DATA FOR PROCESSING START
Issue #269, opened 2015-10-06
update the polymer dep from 1.0.0-rc.1


devoncarew:
We should push a new version of the template when `1.0.0` is stable, so people's app don't have `1.0.0-rc.1` (or `1.0.0-rc.2`) in them.

@jakemac53

devoncarew:
(new template here: https://github.com/google/stagehand/pull/266)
DATA FOR PROCESSING END
- [GOAL OF THE EXERCISE]
Find the line that contains "We should push". Copy it and every line after it to the end of the records, exactly, and nothing more.

- [ANSWER BOX]
We should push a new version of the template when `1.0.0` is stable, so people's app don't have `1.0.0-rc.1` (or `1.0.0-rc.2`) in them.

@jakemac53

devoncarew:
(new template here: https://github.com/google/stagehand/pull/266)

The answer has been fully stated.